Es erfolgt zunächst eine Einführung in die historische Genese des Antisemitismus (Klarzyk) und die verschiedenen Formen des Antisemitismus (Kistenmacher): „Trotz des veränderten ideologischen Unterbaus mit dem der Hass auf die jüdische Bevölkerung und ihre daraus resultierende Ausgrenzung im Lauf der Geschichte begründet wurde, ziehen sich bestimmte Bilder und Stereotype in der Darstellung von Juden bis in die Gegenwart durch.“ (S. 17) So wird im Sammelband deutlich, dass historische Erscheinungsformen des Antisemitismus Kontinuitäten für aktuelle Bezüge aufweisen und in der Bildungsarbeit als ineinander verstrickt aufgegriffen werden können. Meier und Werner bringen diese grundlegenden Perspektiven mit der Rolle politischer Bildungsarbeit zusammen und heben den aktuellen Bedarf der Auseinandersetzung mit Antisemitismus hervor. Ein wichtiger Aspekt, der in dem Sammelband theoretisch und methodisch angesprochen wird, ist dabei die Anerkennung und Einbeziehung jüdischer Biografien und Lebensrealitäten in der Bildungsarbeit: „Daher versuchen wir verstärkt, einen Perspektivwechsel in der Entwicklung unserer Methoden vorzunehmen und Juden und Jüdinnen – etwa durch Interviews, Filmbeiträge oder als Teilnehmende – zu Wort kommen zu lassen. Zu vermeiden ist hierbei die Reduzierung (…) auf eine OpferRolle.“ (S. 55) Chernivsky verbindet diese Perspektive in ihrem Beitrag mit Differenzkonstruktionen in Bezug auf den „Umgang mit Judentum, jüdischen Lebenswelten und jüdischer Präsenz“ (S. 98) und der Fremdmachung („Othering“) „als gewaltvoll erlebte Ausdrucksform des Antisemitismus“ (ebd.), welche intersektionale Bezüge aufweist.

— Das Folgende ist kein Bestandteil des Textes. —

PR #161, opened 2016-06-27
Correct indentation

geek:


Petermarcu:
Looks like this conflicts with the updates to use the 1.0.0 version which also addressed indentation to match the templates.

PR #163, opened 2016-06-27
Fix contributor list links for the dotnet/cli repository.

AustinWise:
The cli repository currently does not have a master branch. This fixes the links to point at the rel/1.0.0 branch instead. I did some spot checking with `git rev-list --no-mergs --count origin/rel/1.0.0` and it matches up with the commit counts on this page.

As an aside, I think it would make a little more sense to link to tag rather than the master branch for this page, as over time these links will start to show commits that did not ship in 1.0, but that's a separate issue.


leecow:
lgtm

PR #168, opened 2016-06-27
1.0.0-api-list

leecow:


leecow:
cc @ericstj , @terrajobst for the OK

ericstj:
Are we sure GH can actually render this?  All the views I click on say it is too large.

richlander:
That's an interesting problem.

One option is to break into two files:

- Standard Library
- Other .NET Core APIs

Would that help?

leecow:
Working on an update that will use separate files per namespace and work better than the single giant file.

PR #216, opened 2016-07-09
Remove all .DS_Store files

Senorsen:


akoeplinger:
:+1: might make sense to add .DS_Store to .gitignore

Senorsen:
`. DS_Store` is already in .gitignore, these two files might be introduced into the repo before added to .gitignore, I guess 😆

EtherTyper:
Also may have been introduced by an internal TFS Server.

PR #225, opened 2016-07-15
Update README.md

blackdwarf:
Add the note on creating issues.

/cc @joshfree @richlander @Petermarcu

### DIFF
--- a/ISSUE_TEMPLATE
+++ b/ISSUE_TEMPLATE
@@ -1,0 +1,7 @@
+Thanks for your interest in .NET Core. 
+
+Please note that this repo (dotnet/core) is not for filing product issues. Here are some repos where you can file an issue:
+ * dotnet/cli - for CLI tools and questions
+ * dotnet/corefx - for API issues and questions
+ * dotnet/coreclr - for runtime issues
+* nuget/home - for NuGet questions and issues
--- a/README.md
+++ b/README.md
@@ -15,7 +15,7 @@ The core repository is the starting point to engage in and learn about the
 ## Get Started
 
 If you're new to .NET Core and have 10 minutes to try it, start here: 
-- [What is .NET Core?](http://dotnet.github.io/about/)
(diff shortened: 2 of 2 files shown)


mairaw:
Maybe you guys would also benefit of having an issue template as @BillWagner did for core-docs:
https://github.com/dotnet/core-docs/blob/master/.github/ISSUE_TEMPLATE.md

Then this information would surface when the person is actually creating the issue.

blackdwarf:
@mairaw good point.

README.md
```diff
@@ -1,12 +1,21 @@
...
+.NET Core stack. 
+
+> **Note:** please note that this repository is not for filing product issues.
+> If you run into an issue using .NET Core, there are multiple repos where you can 
+> file an issue:
+> * dotnet/cli - for CLI tools and questions
+> * dotnet/corefx - for API issues and questions
+> * dotnet/coreclr - for runtime issues
+> * nuget/home - for NuGet questions and issues
+> We will be removing the ability to file issues on this repo in the near future.
```
svick: * Where should I file an issue if it does not fall clearly within one of these categories or if I'm unsure where it belongs?
* These should be links.
* Also mention aspnet/Home?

Weitere diskutierte Perspektiven sind die Bedeutung von Antisemitismus in Zeiten moderner Vergesellschaftung (Werner) und sekundärer Antisemitismus (Killguss/Sturm), die verdeutlichen, wie Juden*Jüdinnen für gesellschaftliche Entwicklungen verantwortlich gemacht und gesellschaftliche Diskurse machtvoll verdreht werden: „Die stellvertretende Ausgrenzung und Bekämpfung von Juden*Jüdinnen verschont dabei die eigentlichen Ziele der Kritik – gesellschaftlicher Wandel, staatliche Organisation und Kapitalismus – und stabilisiert die Verhältnisse dadurch sogar.“ (S. 125) Auch im sekundären Antisemitismus (Killguss/Sturm) werden die Erfahrungen von jüdischen Opfern des Nationalsozialismus unsichtbar gemacht oder umgedeutet, was in Form von Holocaustleugnung und -relativierung, der Entschädigungsdebatte und der Geschichtsverdrehung/Täter-Opfer-Umkehr sichtbar wird.

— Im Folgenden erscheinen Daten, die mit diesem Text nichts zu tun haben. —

PR #238, opened 2016-07-31
Update known-issues.md to address issue on latest brew

noelitoa:
Update know-issues.md to publish a work around on brew refusing to link openssl from its latest version.


noelitoa:
Submitted an issue as well - https://github.com/dotnet/cli/issues/3968

venil7:
I'm afraid solution suggested here http://stackoverflow.com/questions/38670295/brew-refusing-to-link-openssl doesn't solve an issue

I encounter the same issue while installed `openssl101`

bartonjs:
Yeah, Homebrew fixed the part where the older version could bypass the block.

We'll be putting out new instructions soon, which don't involve `brew link`.

blackdwarf:
LGTM merging...

PR #239, opened 2016-08-01
Add DYLD_LIBRARY_PATH workaround for OS X install

joshka:
Remove deprecated suggestions to use `brew link --force openssl`

I recognize that a more permanent fix for this is forthcoming. Hopefully this fix will assist those coming to this until then.


blackdwarf:
Closing this as our workaround will be to manually link into /usr/lib. These will be in the updated instructions on the Getting Started website.

PR #256, opened 2016-08-26
Update manual-shared-update.md

Petermarcu:
These instructions are specific to runtime and JIT. Clarifying that in the title and summary. It needs a lot more instructions to cover all the other contents in the shared framework.


Petermarcu:
@leecow

PR #259, opened 2016-09-03
Added temp directory checking and clean up

leecow:
Add checks to determine if 1.0.1 is already installed and if tmp directory is possibly around after a previous install attempt. Add tmp directory clean up. Updated var names to be easier to read.


blackdwarf:
:shipit: I need to add a PS version of this as well

PR #277, opened 2016-09-26
Add Dockerfile

richlander:
- Added Dockerfile for app
- Made the app a bit shorter
- Improved app with string interpolation usage


blackdwarf:
:shipit: This was also a sample for corert back in the day so that's why it was...messy. :))

richlander:
Sure, sure. The focus should be on the Dockerfile. Good?

samples/dotnetbot/Program.cs
```diff
@@ -6,23 +6,23 @@ public static class Program
...
-                        if (args.Length < 1) 
-                        {
-                          message = "Welcome to .NET Core!";
-                        } else 
+                      string message = "Welcome to .NET Core!";
+                        
+                       if (args.Length > 0) 
                         {
+                          message = String.Empty;
                           foreach (string item in args)
```
blackdwarf: This here was done because of CoreRT. Since this is now a pure IL app, you could do something like `String.Join(args, ' ')` to get the final message to display. :)

blackdwarf:
If you're asking me if the Dockerfile is good, yes, it looks good.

Ein bedeutender Diskurs in diesem Kontext ist der des israelbezogenen Antisemitismus (Fava), der die antisemitischen Ressentiments in Verbindung mit Israelkritik thematisiert und das damit einhergehende Verhältnis zwischen Antisemitismus und antimuslimischem Rassismus (Hößl) als miteinander verschränkt diskutiert. Dabei kann ein per se „muslimischer“ Antisemitismus negiert werden: „Religiösen Selbstverortungen als ‚muslimisch‘ kann mit Blick auf Antisemitismus eine Bedeutung zukommen (…). Dies muss aber nicht immer der Fall sein, wenn sich jemand antisemitisch äußert und sich daneben – in welcher Art und Weise auch immer – als ‚MuslimIn‘ definiert.“ (S. 188) Durch kritische Blickwinkel auf Forschungsergebnisse und -lücken arbeitet der Beitrag auch damit einhergehende Leerstellen auf.